Data are very often in a raw state. Reading them one by one does not help. Seeing them in a graph in dashboard can help, but it is still not enough to make an assessment.
You have to filter them, process them, aggregate them, and in the end you get a number, a measure, that expresses what you want to achieve.
Do you want to improve the health of your product? Start by calculating a number that expresses how properly the product is performing + compliance with the designated maintenance activities.
Do you want to improve the energy efficiency of your product? Start by calculating a number that expresses consumption in relation to the required output.
The key is to have one single measure and to calculate it on a regular basis, by processing the data stream.

L = Learn

You learn in 2 steps
  1. Work with the measure you got. Observe its trend over time. Compare the value with the average of the previous X days or the entire life of the product. Compare the value for one product with the average for all products of the same model. Segment and compare that value by customer, by service center, by geographic region, by any other tag that make sense for you.
This will help you answer questions such as:
  • are we generally getting better or worse?
  • which products are getting worse/improving ?
  • which customers are getting worse/improving ?
  • in which areas or for which teams are the products getting better / worse ?
  1. Work with all the raw data that led to that measure.
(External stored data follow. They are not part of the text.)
PR #177, opened 2018-01-20
Save copies of torrent files from magnet links.

cykerway:
This patch is meant for 1.3-stable (1.3.15 as of the commit date).

The bug is: when you add a new magnet link to download, even if you tick
the option *Copy of .torrent files to:*, deluge still fails to save a
copy of torrent. This patch adds extra code to do so.

Bug discovered and patch tested on a Ubuntu 16.04 machine with deluge downloaded from official PPA.


cas--:
Seems I forgot to merge this! Now merged: e050905b291

PR #178, opened 2018-01-31
french typo

flip-bs:
Hi,
The right term in french for `encrypt` is `chiffrer` 
https://chiffrer.info/


cas--:
As per deluge docs we have use launchpad: https://translations.launchpad.net/deluge/1.3/+pots/deluge/fr/+translate

However I have made the changes and will be in the next release.

PR #180, opened 2018-05-02
#3171 Add Option To Specify Outgoing Connection Interface

doadin:
Currently if you specify -i only the libtorrent listen_interfaces is set.

I believe one of two options should be used:

-i sets listen_interfaces and outgoing_interfaces.

or

-i sets listen_interface and a new -o sets outgoing_interfaces.

Im sure for some reason or another someone would want to use two interfaces so the second option is probably best.

### DIFF
--- a/deluge/core/core.py
+++ b/deluge/core/core.py
@@ -101,7 +101,7 @@ DELUGE_VER = deluge.common.get_version()
 
 
 class Core(component.Component):
-    def __init__(self, listen_interface=None, read_only_config_keys=None):
+    def __init__(self, listen_interface=None, outgoing_interface=None, read_only_config_keys=None):
         component.Component.__init__(self, 'Core')
 
         # Start the libtorrent session.
@@ -163,6 +163,13 @@ class Core(component.Component):
                 self.config['listen_interface'] = listen_interface
             else:
                 log.error('Invalid listen interface (must be IP Address): %s', listen_interface)
+        self.__old_outgoing_interface = None
+        if outgoing_interface:
+            if deluge.common.is_ip(outgoing_interface):
+                self.__old_outgoing_interface = self.config['outgoing_interface']
+                self.config['outgoing_interface'] = outgoing_interface
+            else:
+                log.error('Invalid outgoing interface (must be IP Address): %s', outgoing_interface)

This is when dashboards help, to analyze the raw data, to find the details that help you understand the "why".

A = Act

You can act at 2 levels:
  1. Based on what you have learned, the whys you have discovered, you can act accordingly, based on your knowledge.
  1. Based on your prior knowledge and what you learned in step 2 you can instruct an expert system that automatically suggests the action to be taken. This is a fundamental step to distribute actions to any user who doesn't really know what to do, even if they look into data
In this way you have just kicked off the loop.
Now keep measuring. Regularly check to see if the measure improves. Learn new "whys" based on new situations or new products. Adjust your actions and expert system accordingly. And keep the loop going to reach your target. Once you have reach it, keep it going again to maintain it in the long run.